[process] Rig will terminate if one pid ends when watching all pids

TurboTurtle / rig

A lightweight, flexible, easy to use system monitoring and event handling utility

GNU General Public License v2.0

10 stars 7 forks source link

[process] Rig will terminate if one pid ends when watching all pids #36

Closed TurboTurtle closed 2 years ago

TurboTurtle commented 3 years ago

User report from CEE SD testing:

Created the rig with two processes running, simulating some load. One of the processes finished and stopped before load went about the target.

However the rig stopped monitoring as soon as the first process died off.

Rig seems to working and this might be an RFE to the functionality but wanted to submit this just in case it is possible to change this behavior.

# rig process --all --process python3 --cpuperc 5 --foreground
Beginning watch of process 39455 for total cpu usage of 5.0% or higher
Beginning watch of process 39439 for total cpu usage of 5.0% or higher

Process 39455 is no longer running, stopping cpu percentage monitor.
No data generated to archive for this rig.

TurboTurtle commented 3 years ago

So at first glance it seems we're a bit too aggressive with killing off the rig. If we're watching multiple PIDs, I would think we should only terminate if all those pids are no longer running (unless of course the rig is watching for a PID to die, so this may get a little tricky with the logic).

TurboTurtle commented 3 years ago

Right... so this is because the watcher thread exits, and our futures pool is waiting for the first job to return.
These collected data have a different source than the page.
PR #1648, opened 2024-04-25
typed-resolvers: implement correct codegen for interfaces

tomhoule:
Before this commit, codegen would generate a TS interface with the fields of the GraphQL interface. But we are generating code for resolvers, and the resolver should not return only the interface fields, but a whole object that implements the interface, including `__typename`. This commit changes the generated code to a TypeScript union of all implementers of the interface.

closes GB-5171

### DIFF
--- a/cli/crates/typed-resolvers/src/analyze.rs
+++ b/cli/crates/typed-resolvers/src/analyze.rs
@@ -60,7 +60,7 @@ fn analyze_top_level<'doc>(graphql_document: &'doc ast::ServiceDocument, schema:
                             schema.push_enum_variant(id, &variant.node.value.node);
                         }
                     }
-                    // Interfaces are only interesting insofar as they are implemented, so they are handled in the Object branch.
+                    // Interfaces are only relevant insofar as they are implemented, so they are handled in the Object branch.
                     ast::TypeKind::Interface(_) => {}
                 }
             }
--- a/cli/crates/typed-resolvers/src/analyze.rs
+++ b/cli/crates/typed-resolvers/src/analyze.rs
@@ -1,6 +1,6 @@
 use engine_parser::types as ast;
 use engine_value::ConstValue;
-use std::{collections::HashMap, ops, str::FromStr};
+use std::{collections::HashMap, iter, ops, str::FromStr};
 
 #[must_use]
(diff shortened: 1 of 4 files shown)


cli/crates/typed-resolvers/src/analyze.rs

For the moment, I don't have a good idea of how to address this beyond artificially keeping the watcher thread active. For example, detect that the PID no longer exists and if we have more than one PID to watch spin on wait_loop() instead of hitting the return False line. That doesn't seem too terrible, but it is a bit hacky. My biggest concern would be this combined with another request (issue to be opened), where --all-pids would look for PIDs that started after the rig was deployed. We could potentially get ourselves in a position where we have an absurd number of threads spinning on nothing.